Degradability of bioink materials depends on the selected hydrogels or their blend, concentrations, temperature, conditions (in vitro or in vivo), and presence of external additives. Hydrogels that are highly sensitive to external conditions are thermosensitive hydrogels, which are easy to dissolve, and thereby lose their shape if environmental conditions are not constant. Also, degradation can be varied by hydrolytic or enzymatic labile components within a hydrogel (Nicodemus and Bryant, 2008). Additionally, the presence of cells within hydrogels limits the choice of chemical formulations while still maintaining mechanical strength. Because of their hard polymer composition, microcarriers degrade slower than hydrogels and may release substance that is toxic to cells. In summary, the degradation rate of 3D constructs must be designed according to the application.

Both natural and synthetic hydrogels and microcarriers made of polymers, including PLA, glass, alginate, dextran, and acrylamide in different forms, are commercially available (Jakob et al., 2016; Malda and Frondoza, 2006). As tissue engineering and biofabrication technologies have advanced by leaps and bounds over the past decade, 3D culturing of cells has gained the attention of commercial enterprises and a wide array of spheroid models (such as tumor or other tissue models for drug screening) are now available (Alhasan et al., 2016). Despite substantial progress, there is still a great need for representative spheroid models for several tissue types in the research community. Tissue strands and dECM-based bioink materials are relatively new and are not currently available commercially.
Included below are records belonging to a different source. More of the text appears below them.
PR #845, opened 2026-07-27
docs(log): document sdk/trace build-graph requirement for log/slog and logrus correlation

### LINKED ISSUE #773: question: log/slog and logrus don't get trace_id/span_id without a direct sdk/trace import — is this expected?
## What I'm seeing

I've been experimenting with otelc's zero-code instrumentation and ran into something I'd like to double-check, in case I'm missing a setup step somewhere.

When an application relies purely on otelc's automatic instrumentation (`net/http`, `slog`, `logrus`, etc.) and doesn't import `go.opentelemetry.io/otel/sdk/trace` directly anywhere in its own source, I wasn't able to get `trace_id`/`span_id` to show up in `log/slog` or `logrus` output, even though a real span did appear to be active at the time. Adding a direct `sdk/trace` import (e.g. to construct a `TracerProvider` manually) made it work as expected.

I wanted to ask here first, in case this is a known constraint of the current design or I'm overlooking something on my end, before digging further.

## Reproduction 1: minimal zero-code app

A `net/http` handler with no OpenTelemetry imports at all:

```go
func greetHandler(w http.ResponseWriter, r *http.Request) {
	slog.InfoContext(r.Context(), "handling greet request")
	...
}
```

Building and running this with otelc:

- The generated `.otelc-build/matched.json` / `otel.instrumentation.go` never include `go.opentelemetry.io/otel/sdk/trace`, even though the binary does end up linking that package (via the automatically-injected SDK setup).
- At runtime, the automatic `net/http` server instrumentation produces a real span (confirmed via a console exporter — a genuine, non-zero trace/span ID is generated for the request), but the `slog.InfoContext` log line for that same request never carries `trace_id`/`span_id`.

## Reproduction 2: same effect on the existing integration tests

Out of curiosity, I tried editing both `test/apps/logslog/main.go` and `test/apps/logslogrus/main.go` to remove their direct `sdktrace`/`stdouttrace` imports and manual `otel.SetTracerProvider(tp)` calls, relying instead on `otel.GetTracerProvider().Tracer("test")` — i.e. the same zero-code path shown above. Both changes make their respective existing integration tests fail:

```
--- FAIL: TestLogsSlog
    logs_test.go:46: Should NOT be empty, but was []
    Expected trace_id to be injected into log messages

--- FAIL: TestLogsLogrus
    logs_test.go:74: Should NOT be empty, but was []
    Expected trace_id to be injected into logrus messages
```

In both cases, all other assertions in the test (log message content) still pass; only the `trace_id` assertion fails. Both `test/apps/logslog` and `test/apps/logslogrus` currently import `sdk/trace` directly, so I'm not sure whether that's intentional (e.g. to demonstrate a specific usage pattern) or incidental.

## Question

Is direct import of `go.opentelemetry.io/otel/sdk/trace` expected to be required for log/trace correlation to work (for both `log/slog` and `logrus`), even in an otherwise zero-code setup? If so, would it be worth documenting that as a requirement/limitation? If not, I'm happy to dig further into why the correlation doesn't kick in automatically.

hanshal101:
Fixes #773
Closes #773 

## Description

Documents a known limitation for `log`, `log/slog`, and `logrus` trace/span-id correlation: `go.opentelemetry.io/otel/sdk/trace` must already be part of the application's build dependency graph for `trace_id`/`span_id` to be injected into log output.

Adds a README to each of `instrumentation/log`, `instrumentation/log/slog`, and `instrumentation/github.com/sirupsen/logrus` explaining:
- how trace/span ids are attached (via `runtime.GetTraceAndSpanID()`, populated only once `sdk/trace`'s own instrumentation registers into `pkg/runtime`)
- that `otel.instrumentation.go` imports don't count, since that file is intentionally excluded from the build graph via `//go:build tools`
- the practical fix: a plain blank import of `go.opentelemetry.io/otel/sdk/trace` anywhere in the application's own source (outside a `tools`-tagged file) is enough — no need to actually construct or use a `TracerProvider`

## Checklist

- [x] Linters pass: `make lint/go`
- [x] Tests pass: `go test ./tool/...` (no code changes, docs only)
- [ ] Tests added for new functionality — n/a, docs only
- [x] Documentation updated
- [ ] OpenTelemetry Registry updated — n/a


hanshal101:
Hello @amazingakai , here do I need to write the testcases for the `resolveBootstrapDeps` to pass the check?

amazingakai (changes requested):
Okay, I now realize there are two separate problems here.

1. `otelc pin` / `AutoPin` do not automatically follow nested `otel.instrumentation.go` files and add `replace` directives for them. The proper fix for this is #585, but we could implement a simpler workaround for now.

2. The main problem is that imports added by `otel.instrumentation.go` are not included in the dependency graph (`go list -deps` / `go build -a -x -n`) because the file is marked with the `//go:build tools` build tag. This is not a bug, but rather an intentional design choice: instrumentation imports should not automatically become build dependencies, even though they are tracked in `go.mod`.

While the approach in this PR may work for this use case, I think it is fairly hacky.

Instead, I think we should document this limitation: `go.opentelemetry.io/otel/sdk/trace` must already be part of the user's build dependency graph for log instrumentation to work. Unless we come up with a cleaner solution, I think documenting the behavior is preferable.

We already document this for `otel/trace` (`SpanFromContext`) instrumentation:
https://github.com/open-telemetry/opentelemetry-go-compile-instrumentation/tree/main/instrumentation/go.opentelemetry.io/otel#3-trace-api-instrumentation

> If no span exists in GLS, or if the `go.opentelemetry.io/otel/sdk/trace` instrumentation was not applied (for example because the package was not present in the application's build graph), the original return value is left unchanged.

We'll need something similar for all three log instrumentations.

instrumentation/github.com/sirupsen/logrus/README.md
```diff
@@ -0,0 +1,23 @@
...
+
+## Limitation: `go.opentelemetry.io/otel/sdk/trace` must be in the build graph
+
+**`go.opentelemetry.io/otel/sdk/trace` must already be part of the application's build dependency graph (as seen by `go list -deps` / `go build -a -x -n`) for this instrumentation to inject `trace_id`/`span_id`.**
+
+Instrumentation imports declared in an `otel.instrumentation.go` file are tracked in `go.mod` but are intentionally **not** added to the build's dependency graph — that file is marked with the `//go:build tools` build tag specifically so instrumentation imports do not become build dependencies themselves. So relying on `logrus`'s own instrumentation module to pull in `sdk/trace` does not work.
+
+In practice, this means your application must construct a real `sdk/trace.TracerProvider` somewhere in its own source (for example via `sdktrace.NewTracerProvider(...)` and `otel.SetTracerProvider(...)`), even if you don't otherwise call the SDK directly. Without that, spans are still created and exported correctly, but `logrus` output will not carry `trace_id`/`span_id`.
```
amazingakai: Let's document that simply a blank import is sufficient. All we need is for the package to be part of the application's build dependency graph. A blank import is enough to achieve that, as long as it is not behind a build tag like `//go:build tools` (as in `otel.instrumentation.go`).

amazingakai (commented):
Please update the PR title/desc.

amazingakai (approved):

The introduction of any biological or nonbiological material has the potential to induce an immune response when implanted into a host. In a recent study, hydrogels obtained from other species such as collagen type I obtained from rat tail generated a low-level of immune response as demonstrated by an in vitro lymphocyte proliferation assay (Murphy et al., 2013). Therefore, the bioink, such as hydrogels and dECM components, obtained from other species can induce an immune response. However, cell aggregates fabricated from autologous cells are not expected to elicit immunogenic issues.

Bioprinted tissue and organ constructs have been used in various fields including tissue engineering and regenerative medicine, drug screening, cancer research, and high-throughput assays (Ozbolat et al., 2016); however, not all bioink types have been utilized in these application areas yet. Hydrogels have been extensively used in bioprinting for tissue engineering and regenerative medicine as well as drug testing, cancer research, and high-throughput assays. Recently, cell aggregate–based bioink materials have been used in fabrication of tissue models for drug screening (Peng et al., 2016). Although the present bioink types detailed in this chapter have been used in tissue engineering and regenerative medicine research extensively, a clinical trial has yet to be performed.